Gymnasts are expected to have strength and endurance while maintaining a lean body for safety and aesthetic purposes. A gymnast must control her diet carefully. Consuming the right nutrients allows them to withstand the frequency and intensity of their practices and help the body to recover. If the correct diet is not maintained, focus, endurance, and coordination may be compromised (Batra, n.d., http://healthyeating.sfgate.com/nutrition-teen-female-gymnasts-3115.html; Castle, 2014, http://www.livestrong.com/article/111192-gymnasts-diet/).
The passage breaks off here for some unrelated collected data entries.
PR #290, opened 2017-05-29
Issue 201 - Mark selected key with blue

attilacsanyi:
Animate the selected keyboard key background to blue on each layer / module in order to visually show the currently edited key to the user.


mondalaci:
This is clearly getting better, but I still found a couple of issues:

1. If I click twice on a key in rapid succession (for example by double clicking on it) while the animation is still in progress then the key stays highlighted.
2. I'd like the animation delay to be shorter. Exactly as short as the animation delay of the popover.
3. When clicking on the "Remap key" button, the key transitions A) from blue to gray and then B) flashes from gray to white to gray very quickly. Let's only use the B) transition in this case and make it as long as before.

Thank you!

mondalaci:
Just added bullet point number 4.

attilacsanyi:
thanks @mondalaci for the quick review, I am going to fix those 4 points as well!

attilacsanyi:
Solutions for points 1.-3. have already been pushed.

mondalaci:
@attilacsanyi This looks perfect from a user standpoint. Well done!

@fjozsef Would you please take a look at the code?

attilacsanyi:
Sorry @fjozsef for the late answer. Check my comments below:

**1.** `tsconfig` were added in order to eliminate VSCode errors around not determined source root for those shared typescript files _(try to remove it and lots of errors going to be displayed)_
[Relevant [commit](https://github.com/UltimateHackingKeyboard/agent/pull/290/commits/690e917d74e583441c1b50d7aae2357234390da0).]

**2.** I have tried the simplest solution after our discussion while passing down only `selected key action`, but in this case clicking on one of the 'empty' key all the other 'empty' keys also turned to blue _(as in this case `null` would have assigned to all the 'empty' keys)_
[Relevant [commit](https://github.com/UltimateHackingKeyboard/agent/pull/290/commits/8a6ff955cb9c33cf1e410420ed789c7371c94019) which were reverted.]

attilacsanyi:
Do I need to change anything more here or can be merged? @fjozsef @mondalaci

shared/src/components/svg/keys/svg-keyboard-key/svg-keyboard-key.component.ts
```diff
@@ -48,6 +48,12 @@ enum LabelTypes {
                 ])
             ])
         ]),
+        trigger('active', [
+            // http://colorblendy.com/#!/multiply/4099e5/cccccc
+            state('1', style({ fill: '#4099e5' })), // Signiture blue color blending
```
mondalaci: Fix typo: Signiture -> Signature

shared/src/components/svg/wrap/svg-keyboard-wrap.component.ts
```diff
@@ -136,7 +137,8 @@ export class SvgKeyboardWrapComponent implements OnInit, OnChanges {
                 moduleId,
                 keyId
             };
-
+            // Save the selected key
```
mondalaci: This comment seems rather redundant. I think it'd be worth to remove it.

shared/src/tsconfig.json
```diff
@@ -0,0 +1,27 @@
...
+      "core-js",
+      "select2",
+      "file-saver"
+    ]
+  },
+  "exclude": [
+    "node_modules",
+    "config-serializer"
+  ]
+}
```
mondalaci: Please add an ending newline here.

mondalaci:
@attilacsanyi Apart from the minor suggested changes this looks good to me.

What's your opinion, @fjozsef?

shared/src/components/keyboard/slider/keyboard-slider.component.html
```diff
@@ -3,6 +3,8 @@
     [moduleConfig]="layer.modules"
     [keybindAnimationEnabled]="keybindAnimationEnabled"
     [capturingEnabled]="capturingEnabled"
+    [selectedKey]="selectedKey"
+    [selected]="selectedKey && selectedKey.layerId === index"
```
fjozsef: How about merging the selected and selectedKey into this
[selected]="selected?.layerId === index ? selected : undefined" ?
You could use similar logic at the other places.

shared/src/components/svg/wrap/svg-keyboard-wrap.component.ts
attilacsanyi: Fixed, thx.

shared/src/components/svg/keys/svg-keyboard-key/svg-keyboard-key.component.ts
attilacsanyi: Fixed, thx.

shared/src/components/keyboard/slider/keyboard-slider.component.html
attilacsanyi: Not sure we can do that as `this.selectedKey = { layerId: this.currentLayer, moduleId, keyId };` has the info of which is the selected key on each level and I have to pass down this info to determine the `selected` flag for each level _(level can be layer, module or key)_.

PR #291, opened 2017-05-29
move travis to trusty

stephengroat:
avoids need for sudo


mondalaci:
@stephengroat Thank you so much! Simplifications like this are always welcome.

PR #292, opened 2017-05-31
Add appveyor CI integration

### LINKED ISSUE #250: Auto update
We should implement cross-platform automatic updates eventually. I'm not sure about the UI, and whether we should explicitly ask the user or automatically update in the background. We should discuss this later.

ert78gb:
This PR is the first step to resolve #250 issue


.editorconfig
```diff
@@ -9,3 +9,6 @@ indent_style = space
 endofline = lf
 trim_trailing_whitespace = true
 insert_final_newline = true
+
+[*.json]
+indent_size = 2
```
mondalaci: Is this your personal preference? I'd rather use 4 spaces.

ert78gb: Does not matter for me. My editor setting is reformat the edited file when save. I edited package.json file and the editor replaced all 2 space to 4. 
I thought better if add this setting instead of reformat the package.json file.

I could delete this setting and save the json file in the correct format

mondalaci: Thanks for explaining. Please delete this setting. Other than this, your PR looks good to me.

mondalaci:
@ert78gb Thank you! Let's celebrate your first PR! :champagne:

PR #293, opened 2017-06-01
Add electron-builder packager 

ert78gb:
The PR is the 2nd step to achieve #250 issue. The PR a little bit large and sorry for it, but I could not separate better because the problems comes under the tests.

Content:
- I added the standard-version package to help to manage releases. I think it is better than semantic-versioning because we could manage when create a new release. It is help to create the changelog.md if the contributors use the correct commit formats https://github.com/conventional-changelog/standard-version

- I added electron builder. It will create an installer for Mac, Linux, Win and upload the artifacts into the GitHub release.

- I refactored the tsconfig.json files, because the app builded successfully after the second build. I created 1 tsconfig in the root and build specific versions extends it. 

Possible the PR will not green and not work :), because you have to do the following steps:
- create a github personal token. Set the following scopes: repo(full), admin:org(read), admin:repo_hook(full), user(email). Save the key a secure place, you will never see it again :)
- encrypt the key https://ci.appveyor.com/tools/encrypt
- Replace the encripted value in the appveyor.yml GH_TOKEN ....
- **Important** if the first build will success set the TEST_BUILD variable to false and uncomment line 30 and change the reponame === '....' conditions in the scripts/release.js file

Create a new release:
- `git checkout master; git pull origin master`
- `npm run standard-version`
- `git push --follow-tags origin master`
- wait until all build server create the artifacts
- (pre)publish the release on the github release board

I will send the auto update feature soon


.editorconfig
```diff
@@ -9,3 +9,6 @@ indent_style = space
 endofline = lf
 trim_trailing_whitespace = true
 insert_final_newline = true
+
+[*.json]
+indent_size = 2
```
mondalaci: Here we go again :)

How about setting this explicitly to 4, so that your editor won't try to overwrite it again?

ert78gb: I don't understand why I rebased the branch to the master before I created the PR.

PR #374, opened 2017-03-17
Release: slate-cbl v2.1.19

nbey:
- Update README installation instructions
- Fix skill evidence requirement import

### DIFF
--- a/site-root/cbl/import-maps.php
+++ b/site-root/cbl/import-maps.php
@@ -30,7 +30,7 @@ while ($mapsRow = $mapsCsv->getNextRow()) {
             \Debug::dumpVar($lastCompetency, false, 'creating competency');
         } elseif ($row['Type'] == 'Standard') {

                    Gymnast, Nastia Liukin, at the 2008 Beijing Olympics

A gymnast’s diet should involve small, but frequent meals that are low in fat and high in energy. A good diet for a gymnast should be high in complex carbohydrates like whole grain pasta, fruits and vegetables. Carbohydrates should account for about 60 to 65 percent of a gymnast’s daily calorie intake. Around 12 to 15 percent of daily calorie intake should be proteins from foods like lean meat, fish and eggs. Proteins should be consumed after training as they help the body build new muscles and tissues and to repair and strengthen muscles. Healthy fats from foods like fish, olive oil, nuts and seeds should account for no more than 25 percent of daily calorie intake. Fats help build body cells, insulate and protect organs, and help in the absorption of vitamins. It is also important for gymnasts to take a sufficient amount of calcium and vitamin D. Most elite gymnasts are still growing and calcium decreases the risks of fractures and is an important mineral that assist in bone and muscle growth without causing weight gain. Vitamin D aids in the absorption of calcium. In addition, frequent fluid intake is also important to keep a gymnast hydrated (Batra, n.d., http://healthyeating.sfgate.com/nutrition-teen-female-gymnasts-3115.html; Castle, 2014, http://www.livestrong.com/article/111192-gymnasts-diet/). A sample diet for a gymnast is given below.


Breakfast
Fresh fruits
Vegetables: mini tomatoes
Whole wheat bread
Boiled egg


Lunch
Fresh fruits
Salad with lettuce, onions, tomatoes, and nuts and seeds
Whole wheat bread
Avocado and low-fat cheese
Seafood


Dinner
Vegetables cooked in healthy oils 
Whole wheat pasta
Fish cooked in healthy oils



Conclusion
The percentages of different nutrients that should be taken daily could vary immensely from one person to another. One should not simply follow a food guide. Daily nutrient intake should be determined and carefully planned based on a person’s age, body size and the type of sport he or she plays. The total amount of calories that should be taken daily will also differ depending on one’s body size and the type and amount of training one does. For every person, there must be enough carbohydrates for the body to use as fuel, enough protein and fat to repair and build muscles, and enough water to keep the body hydrated.